Extracted records:
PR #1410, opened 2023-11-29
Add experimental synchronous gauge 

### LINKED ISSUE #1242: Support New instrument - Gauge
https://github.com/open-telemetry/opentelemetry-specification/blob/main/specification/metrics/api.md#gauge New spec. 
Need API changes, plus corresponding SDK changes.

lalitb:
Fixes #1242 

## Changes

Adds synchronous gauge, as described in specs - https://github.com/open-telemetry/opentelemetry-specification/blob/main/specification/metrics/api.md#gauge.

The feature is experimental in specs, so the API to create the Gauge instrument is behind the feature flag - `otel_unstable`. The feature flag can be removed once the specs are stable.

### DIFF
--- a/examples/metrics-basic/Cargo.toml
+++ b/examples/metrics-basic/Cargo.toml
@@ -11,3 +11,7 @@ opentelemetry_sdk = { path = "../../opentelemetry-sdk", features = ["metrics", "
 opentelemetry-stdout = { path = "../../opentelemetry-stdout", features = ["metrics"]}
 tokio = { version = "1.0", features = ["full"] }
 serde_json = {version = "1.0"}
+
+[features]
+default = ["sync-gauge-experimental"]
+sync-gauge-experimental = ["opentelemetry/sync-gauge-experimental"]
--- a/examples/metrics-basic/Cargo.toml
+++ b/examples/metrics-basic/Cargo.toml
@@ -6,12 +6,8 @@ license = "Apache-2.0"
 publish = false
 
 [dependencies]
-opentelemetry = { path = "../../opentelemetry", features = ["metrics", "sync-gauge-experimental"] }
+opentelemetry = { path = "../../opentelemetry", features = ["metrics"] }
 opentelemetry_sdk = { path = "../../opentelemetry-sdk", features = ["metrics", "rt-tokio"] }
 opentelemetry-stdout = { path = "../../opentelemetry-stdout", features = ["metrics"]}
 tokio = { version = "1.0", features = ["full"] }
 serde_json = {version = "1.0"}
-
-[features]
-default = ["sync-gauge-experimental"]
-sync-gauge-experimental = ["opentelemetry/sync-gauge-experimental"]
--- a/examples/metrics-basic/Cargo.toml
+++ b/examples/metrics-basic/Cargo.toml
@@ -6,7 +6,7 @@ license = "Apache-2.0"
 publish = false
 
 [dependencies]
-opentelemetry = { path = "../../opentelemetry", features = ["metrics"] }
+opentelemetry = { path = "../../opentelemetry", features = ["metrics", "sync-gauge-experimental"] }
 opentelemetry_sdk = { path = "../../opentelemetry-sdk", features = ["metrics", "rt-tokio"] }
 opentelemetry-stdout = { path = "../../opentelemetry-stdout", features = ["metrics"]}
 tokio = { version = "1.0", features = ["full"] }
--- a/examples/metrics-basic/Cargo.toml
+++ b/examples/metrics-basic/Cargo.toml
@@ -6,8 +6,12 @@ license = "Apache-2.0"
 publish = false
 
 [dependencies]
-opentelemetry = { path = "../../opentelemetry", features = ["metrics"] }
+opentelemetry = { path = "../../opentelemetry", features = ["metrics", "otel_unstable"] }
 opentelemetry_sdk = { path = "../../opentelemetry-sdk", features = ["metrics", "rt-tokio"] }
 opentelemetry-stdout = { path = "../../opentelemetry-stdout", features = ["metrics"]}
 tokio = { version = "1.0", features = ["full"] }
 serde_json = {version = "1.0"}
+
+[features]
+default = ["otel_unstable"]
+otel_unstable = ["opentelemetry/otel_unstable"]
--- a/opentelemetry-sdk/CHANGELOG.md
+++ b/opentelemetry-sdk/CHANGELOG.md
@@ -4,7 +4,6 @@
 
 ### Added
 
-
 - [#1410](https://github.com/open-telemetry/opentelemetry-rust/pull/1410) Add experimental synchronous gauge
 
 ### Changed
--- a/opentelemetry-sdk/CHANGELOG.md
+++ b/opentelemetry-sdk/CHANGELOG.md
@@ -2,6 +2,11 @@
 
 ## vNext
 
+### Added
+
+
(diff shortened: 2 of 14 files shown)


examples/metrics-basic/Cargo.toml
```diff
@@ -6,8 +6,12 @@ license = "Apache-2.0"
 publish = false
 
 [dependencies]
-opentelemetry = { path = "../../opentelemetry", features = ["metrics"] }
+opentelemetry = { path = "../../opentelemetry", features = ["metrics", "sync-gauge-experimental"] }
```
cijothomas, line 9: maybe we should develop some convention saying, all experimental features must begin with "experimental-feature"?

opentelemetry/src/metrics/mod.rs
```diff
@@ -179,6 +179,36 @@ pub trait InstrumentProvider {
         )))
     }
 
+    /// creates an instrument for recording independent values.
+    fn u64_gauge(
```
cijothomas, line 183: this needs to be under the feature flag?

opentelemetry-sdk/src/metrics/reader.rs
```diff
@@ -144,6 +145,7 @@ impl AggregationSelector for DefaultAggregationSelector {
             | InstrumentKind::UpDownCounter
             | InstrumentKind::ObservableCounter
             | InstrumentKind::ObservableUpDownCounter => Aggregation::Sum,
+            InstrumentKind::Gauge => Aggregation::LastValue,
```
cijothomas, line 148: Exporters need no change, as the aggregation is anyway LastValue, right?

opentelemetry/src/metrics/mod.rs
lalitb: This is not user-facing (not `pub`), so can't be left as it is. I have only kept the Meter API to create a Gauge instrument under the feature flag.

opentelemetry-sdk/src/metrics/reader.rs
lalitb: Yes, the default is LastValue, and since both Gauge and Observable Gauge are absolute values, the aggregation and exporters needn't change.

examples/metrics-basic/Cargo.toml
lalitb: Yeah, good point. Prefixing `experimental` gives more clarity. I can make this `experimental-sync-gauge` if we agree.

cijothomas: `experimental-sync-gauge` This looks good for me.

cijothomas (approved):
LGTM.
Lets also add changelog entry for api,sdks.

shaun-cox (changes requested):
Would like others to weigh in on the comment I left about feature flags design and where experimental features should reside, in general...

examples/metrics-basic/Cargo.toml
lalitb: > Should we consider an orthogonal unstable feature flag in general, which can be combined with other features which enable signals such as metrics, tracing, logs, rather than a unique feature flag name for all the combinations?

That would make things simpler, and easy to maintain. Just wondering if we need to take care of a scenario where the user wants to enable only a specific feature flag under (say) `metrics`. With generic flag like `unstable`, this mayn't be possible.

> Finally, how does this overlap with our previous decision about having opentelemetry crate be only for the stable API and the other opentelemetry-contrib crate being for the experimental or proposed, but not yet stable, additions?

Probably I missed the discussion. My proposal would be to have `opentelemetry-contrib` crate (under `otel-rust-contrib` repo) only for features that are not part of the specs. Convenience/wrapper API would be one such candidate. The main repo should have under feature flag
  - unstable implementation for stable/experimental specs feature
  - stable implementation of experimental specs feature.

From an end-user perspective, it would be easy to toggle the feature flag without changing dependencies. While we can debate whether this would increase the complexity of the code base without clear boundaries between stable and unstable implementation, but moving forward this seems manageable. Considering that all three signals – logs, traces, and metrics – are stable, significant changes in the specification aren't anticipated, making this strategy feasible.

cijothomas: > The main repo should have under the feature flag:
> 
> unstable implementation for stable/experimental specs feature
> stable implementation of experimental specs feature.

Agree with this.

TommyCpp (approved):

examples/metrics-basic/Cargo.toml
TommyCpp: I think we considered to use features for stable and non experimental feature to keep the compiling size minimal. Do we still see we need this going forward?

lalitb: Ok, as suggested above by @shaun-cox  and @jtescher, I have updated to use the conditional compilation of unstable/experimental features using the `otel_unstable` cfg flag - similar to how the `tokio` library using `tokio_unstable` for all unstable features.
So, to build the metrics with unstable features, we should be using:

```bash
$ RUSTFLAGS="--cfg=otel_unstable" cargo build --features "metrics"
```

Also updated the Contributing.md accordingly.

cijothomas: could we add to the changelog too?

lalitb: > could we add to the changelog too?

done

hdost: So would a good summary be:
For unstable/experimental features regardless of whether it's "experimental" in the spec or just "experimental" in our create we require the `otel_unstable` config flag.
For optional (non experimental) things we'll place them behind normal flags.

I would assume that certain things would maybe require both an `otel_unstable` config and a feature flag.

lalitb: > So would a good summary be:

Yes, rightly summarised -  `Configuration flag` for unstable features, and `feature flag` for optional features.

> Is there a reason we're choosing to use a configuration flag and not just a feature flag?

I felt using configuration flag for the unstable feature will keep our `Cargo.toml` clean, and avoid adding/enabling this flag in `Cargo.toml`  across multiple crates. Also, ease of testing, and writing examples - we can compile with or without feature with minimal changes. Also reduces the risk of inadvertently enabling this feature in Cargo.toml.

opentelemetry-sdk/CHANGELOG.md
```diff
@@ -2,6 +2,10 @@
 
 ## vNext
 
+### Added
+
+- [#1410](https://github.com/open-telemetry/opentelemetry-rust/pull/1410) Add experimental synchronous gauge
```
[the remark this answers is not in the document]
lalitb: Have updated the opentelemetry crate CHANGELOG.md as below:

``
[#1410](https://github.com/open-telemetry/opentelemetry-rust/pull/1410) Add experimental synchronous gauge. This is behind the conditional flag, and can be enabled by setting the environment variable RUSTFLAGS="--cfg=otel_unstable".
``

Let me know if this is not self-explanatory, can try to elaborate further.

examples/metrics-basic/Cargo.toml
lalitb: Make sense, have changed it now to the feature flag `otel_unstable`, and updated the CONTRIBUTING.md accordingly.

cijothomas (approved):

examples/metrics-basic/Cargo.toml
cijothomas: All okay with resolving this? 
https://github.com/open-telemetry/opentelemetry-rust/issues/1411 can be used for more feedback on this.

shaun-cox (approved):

▶ _TASK TO COMPLETE_: Both the line containing "cijothomas, line 183: this" and the line containing "That would make" belong in the answer. Print them and every line above that falls between them exactly, and no others.

▶ _SOLVED PROBLEM_:
cijothomas, line 183: this needs to be under the feature flag?

opentelemetry-sdk/src/metrics/reader.rs
```diff
@@ -144,6 +145,7 @@ impl AggregationSelector for DefaultAggregationSelector {
             | InstrumentKind::UpDownCounter
             | InstrumentKind::ObservableCounter
             | InstrumentKind::ObservableUpDownCounter => Aggregation::Sum,
+            InstrumentKind::Gauge => Aggregation::LastValue,
```
cijothomas, line 148: Exporters need no change, as the aggregation is anyway LastValue, right?

opentelemetry/src/metrics/mod.rs
lalitb: This is not user-facing (not `pub`), so can't be left as it is. I have only kept the Meter API to create a Gauge instrument under the feature flag.

opentelemetry-sdk/src/metrics/reader.rs
lalitb: Yes, the default is LastValue, and since both Gauge and Observable Gauge are absolute values, the aggregation and exporters needn't change.

examples/metrics-basic/Cargo.toml
lalitb: Yeah, good point. Prefixing `experimental` gives more clarity. I can make this `experimental-sync-gauge` if we agree.

cijothomas: `experimental-sync-gauge` This looks good for me.

cijothomas (approved):
LGTM.
Lets also add changelog entry for api,sdks.

shaun-cox (changes requested):
Would like others to weigh in on the comment I left about feature flags design and where experimental features should reside, in general...

examples/metrics-basic/Cargo.toml
lalitb: > Should we consider an orthogonal unstable feature flag in general, which can be combined with other features which enable signals such as metrics, tracing, logs, rather than a unique feature flag name for all the combinations?

That would make things simpler, and easy to maintain. Just wondering if we need to take care of a scenario where the user wants to enable only a specific feature flag under (say) `metrics`. With generic flag like `unstable`, this mayn't be possible.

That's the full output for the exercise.